TASK OBJECTIVE:
Your response should be the complete set of records, reproduced exactly.
▼
PR #3060, opened 2026-06-26
feat(drawer): adds `<rh-drawer>` 

zeroedin:
## What I did

1. Created `<rh-drawer>`, a side panel component for supplementary content or navigation, aligned with the rh-drawer Figma spec.
2. Three modes driven by container queries:
    - Overlay (default) — dialog panel that slides over content with a close button, Escape, and click-outside dismiss
    - Inline — complementary landmark, always visible when a parent has container-type: inline-size, and the container is wide enough
    - Collapsible — collapsible attribute enables a push/collapse toggle at wide widths that switches to overlap at narrow widths
3. Automatically inerts surrounding content and locks scroll when in overlay or collapsible overlap mode, like a dialog that it is.
4. trigger-id property for external trigger elements
5. accessible-label for the panel.
6. Slot-based label overrides for close button (close-label), collapse toggle open (collapse-label-open), and collapse toggle closed (collapse-label-closed) with attribute counterparts.
7. 12 demos covering responsive, collapsible, overlay, contained, fixed position, RTL, session storage, and pattern usage with  `rh-navigation-primary` (for discussion) and `rh-navigation-vertical`.
8. Added side navigation pattern docs linking to pattern demos.
9. Fixed upstream PFE dev server text-align: left to start for RTL support.

**Supersedes:** https://github.com/RedHat-UX/red-hat-design-system/pull/2850

The component was simplified significantly from the previous attempt:
  - rh-drawer.ts: 802 → 400 lines 
  - rh-drawer.css: 858 → 399 lines

##  Testing Instructions

  1. Visit the demos on the deploy preview.
  2. Test overlay, responsive, collapsible, and RTL demos.
  3. Run npx wtr elements/rh-drawer/test/rh-drawer.spec.ts.

## Notes to Reviewers

The drawer responds to its nearest ancestor with container-type: inline-size. Without one, it always behaves as an overlay. This was one of the refactorings from the previous drawer. I'm still not convinced this implementation gets it right, as it almost always forces full pattern usage, external container + drawer. In my opinion, a drawer is both the panel (the face and knob) and the box for the contents (holding the clothes).  Doing so would allow for easier implimenation I think.


elements/rh-drawer/README.md
bennypowers, line 1: `variant` attr reference in out of date.

elements/rh-drawer/rh-drawer.ts
```diff
@@ -0,0 +1,400 @@
...
+  @property({ attribute: 'close-label' }) closeLabel?: string;
+
+  /** Label for the collapse toggle when open. Overridden by the `collapse-label-open` slot. */
+  @property({ attribute: 'collapse-label-open' }) collapseLabelOpen?: string;
+
+  /** Label for the collapse toggle when closed. Overridden by the `collapse-label-closed` slot. */
+  @property({ attribute: 'collapse-label-closed' }) collapseLabelClosed?: string;
+
+  @state() private _suppressTransition = false;
+  @state() private _narrowContainer = false;
```
bennypowers:
```suggestion
  @state() protected _narrowContainer = false;
```
deal with those ts errors

elements/rh-drawer/rh-drawer.ts
```diff
@@ -0,0 +1,400 @@
...
+    if (!this.dispatchEvent(event)) {
+      this.#reverting = true;
+      this._suppressTransition = true;
+      this.open = oldValue;
+      await this.updateComplete;
+      this.#reverting = false;
+      this.#suppressTransitionBriefly();
+      return;
+    }
+    this.#triggerElement?.setAttribute('aria-expanded', String(!!newValue));
```
bennypowers, line 325: do this on init as well

elements/rh-drawer/rh-drawer.ts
▲
ANSWER TO THIS PROBLEM:
PR #3060, opened 2026-06-26
feat(drawer): adds `<rh-drawer>` 

zeroedin:
## What I did

1. Created `<rh-drawer>`, a side panel component for supplementary content or navigation, aligned with the rh-drawer Figma spec.
2. Three modes driven by container queries:
    - Overlay (default) — dialog panel that slides over content with a close button, Escape, and click-outside dismiss
    - Inline — complementary landmark, always visible when a parent has container-type: inline-size, and the container is wide enough
    - Collapsible — collapsible attribute enables a push/collapse toggle at wide widths that switches to overlap at narrow widths
3. Automatically inerts surrounding content and locks scroll when in overlay or collapsible overlap mode, like a dialog that it is.
4. trigger-id property for external trigger elements
5. accessible-label for the panel.
6. Slot-based label overrides for close button (close-label), collapse toggle open (collapse-label-open), and collapse toggle closed (collapse-label-closed) with attribute counterparts.
7. 12 demos covering responsive, collapsible, overlay, contained, fixed position, RTL, session storage, and pattern usage with  `rh-navigation-primary` (for discussion) and `rh-navigation-vertical`.
8. Added side navigation pattern docs linking to pattern demos.
9. Fixed upstream PFE dev server text-align: left to start for RTL support.

**Supersedes:** https://github.com/RedHat-UX/red-hat-design-system/pull/2850

The component was simplified significantly from the previous attempt:
  - rh-drawer.ts: 802 → 400 lines 
  - rh-drawer.css: 858 → 399 lines

##  Testing Instructions

  1. Visit the demos on the deploy preview.
  2. Test overlay, responsive, collapsible, and RTL demos.
  3. Run npx wtr elements/rh-drawer/test/rh-drawer.spec.ts.

## Notes to Reviewers

The drawer responds to its nearest ancestor with container-type: inline-size. Without one, it always behaves as an overlay. This was one of the refactorings from the previous drawer. I'm still not convinced this implementation gets it right, as it almost always forces full pattern usage, external container + drawer. In my opinion, a drawer is both the panel (the face and knob) and the box for the contents (holding the clothes).  Doing so would allow for easier implimenation I think.


elements/rh-drawer/README.md
bennypowers, line 1: `variant` attr reference in out of date.

elements/rh-drawer/rh-drawer.ts
```diff
@@ -0,0 +1,400 @@
...
+  @property({ attribute: 'close-label' }) closeLabel?: string;
+
+  /** Label for the collapse toggle when open. Overridden by the `collapse-label-open` slot. */
+  @property({ attribute: 'collapse-label-open' }) collapseLabelOpen?: string;
+
+  /** Label for the collapse toggle when closed. Overridden by the `collapse-label-closed` slot. */
+  @property({ attribute: 'collapse-label-closed' }) collapseLabelClosed?: string;
+
+  @state() private _suppressTransition = false;
+  @state() private _narrowContainer = false;
```
bennypowers:
```suggestion
  @state() protected _narrowContainer = false;
```
deal with those ts errors

elements/rh-drawer/rh-drawer.ts
```diff
@@ -0,0 +1,400 @@
...
+    if (!this.dispatchEvent(event)) {
+      this.#reverting = true;
+      this._suppressTransition = true;
+      this.open = oldValue;
+      await this.updateComplete;
+      this.#reverting = false;
+      this.#suppressTransitionBriefly();
+      return;
+    }
+    this.#triggerElement?.setAttribute('aria-expanded', String(!!newValue));
```
bennypowers, line 325: do this on init as well

elements/rh-drawer/rh-drawer.ts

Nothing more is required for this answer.